WORK ORDER: Lift out, unaltered, the lines of the material below between the line holding "RPC callers now" and the line holding "export interface SubscriptionHandle", counting both.
________________
PR #81, opened 2026-06-25
Eko 216/4b2 return error for failed methods

Iam-Ebuka:
### Summary

Adds RPC error handling for method execution failures and missing methods.

### Changes
Wrapped Methods.call() in RpcHandler.handleMessage() with a try/catch.
Returns an RPC error response (type: 'error') instead of allowing exceptions to escape the handler.
Preserves the original request id in all error responses so callers can correlate failures with requests.
Normalizes all thrown values to the EkoLiteError shape:
Existing RpcError instances (e.g. method not found) are passed through.
Unexpected errors are converted to { code: 500, message }.

### Added tests covering:
Missing method (404 Method not found)
Method implementation throwing an error (500 normalized error)
Result

RPC callers now always receive a response for a method invocation, either:

`{ type: 'result', id, result }`

or

`{ type: 'error', id, error }`

with a consistent EkoLiteError payload shape across RPC and publication error handling.

https://linear.app/ekohacks/issue/EKO-216/4b2-return-error-for-failed-methods

### DIFF
--- a/client/connectionManager.ts
+++ b/client/connectionManager.ts
@@ -1,6 +1,12 @@
 import { ClientSocketWrapper } from './clientSocket.ts';
 import { ReactiveStore } from './reactiveStore.ts';
-import { DataMsg, ServerMessage, SubscribeMsg, UnsubscribeMsg } from '../shared/protocol.ts';
+import {
+  DataMsg,
+  MethodMsg,
+  ServerMessage,
+  SubscribeMsg,
+  UnsubscribeMsg,
+} from '../shared/protocol.ts';
 import { assertNever } from '../shared/helperFunctions.ts';
 
 export interface SubscriptionHandle {
@@ -36,6 +42,11 @@ const generateSubscriptionId = (): string => {
   return globalThis.crypto.randomUUID();
 };
 
+interface PendingRequest {
+  resolve: (value: unknown) => void;
+  reject: (error: unknown) => void;
+}
+
 export class ConnectionManager {
   private readonly socket: ClientSocketWrapper;
   private readonly stores = new Map<string, ReactiveStore>();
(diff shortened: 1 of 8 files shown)


KevinOrfas (changes requested):
Ebuka, this closes the loop we opened in 4.B.1. Every call now comes back as either a result or an error, the `id` rides along so the caller can match the response to its request, and the error payload matches what Publications already sends, so the client gets one shape to read. The try/catch landed right where it needed to. Three things to talk through, one I'd want in before it merges.

**1. The normaliser catches more than our own errors.** In `shared/types.ts` the guard is `error instanceof Error && 'code' in error`. The question it's really trying to ask is "is this one of ours", but `'code' in error` is wider than that. Node's IO and network errors are genuine `Error` instances that also carry a `code`, except theirs is a string like `ENOENT` or `ECONNREFUSED`. One of those thrown from inside a method would flow straight through as `{ code: 'ENOENT', message }`, and `EkoLiteError` promises `code` is a number. The `as RpcError` cast is what keeps the compiler quiet about it.

`RpcError` is declared just above in the same file, so we can ask the precise question and drop the cast at the same time:

```ts
export function rpcHandleMessageError(error: unknown): EkoLiteError {
  if (error instanceof RpcError) {
    return { code: error.code, message: error.message };
  }
  return {
    code: 500,
    message: error instanceof Error ? error.message : String(error),
  };
}
```

Anything that isn't ours then collapses to a clean 500, which is exactly what your 500 test already proves. Worth settling here, since this is the contract the client caller reads next.

**2. The factory name reads like a class.** `RpcHandleMessageError` with the capital R looks like a constructor, but it's a factory that returns a value. Its neighbour `methodNotFound` is camelCase and names what it builds rather than where it runs. Something like `toEkoLiteError` or `normalizeRpcError` would line up with it. Does `toEkoLiteError` read right to you?

**3. One test title claims more than it checks.** `'throws a structured 404, or the method body itself throws'` names two cases, but the body only exercises the unknown method 404. The body-throws case is the 500 test below it. Trimming the title to just the 404 keeps it honest about what it asserts.

Points 2 and 3 are quick. Point 1 is the one that matters: it's a real gap between what the type promises and what can land in it.

KevinOrfas (approved):

KevinOrfas (approved):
________________
RESULT OF THE EXERCISE:
RPC callers now always receive a response for a method invocation, either:

`{ type: 'result', id, result }`

or

`{ type: 'error', id, error }`

with a consistent EkoLiteError payload shape across RPC and publication error handling.

https://linear.app/ekohacks/issue/EKO-216/4b2-return-error-for-failed-methods

### DIFF
--- a/client/connectionManager.ts
+++ b/client/connectionManager.ts
@@ -1,6 +1,12 @@
 import { ClientSocketWrapper } from './clientSocket.ts';
 import { ReactiveStore } from './reactiveStore.ts';
-import { DataMsg, ServerMessage, SubscribeMsg, UnsubscribeMsg } from '../shared/protocol.ts';
+import {
+  DataMsg,
+  MethodMsg,
+  ServerMessage,
+  SubscribeMsg,
+  UnsubscribeMsg,
+} from '../shared/protocol.ts';
 import { assertNever } from '../shared/helperFunctions.ts';
 
 export interface SubscriptionHandle {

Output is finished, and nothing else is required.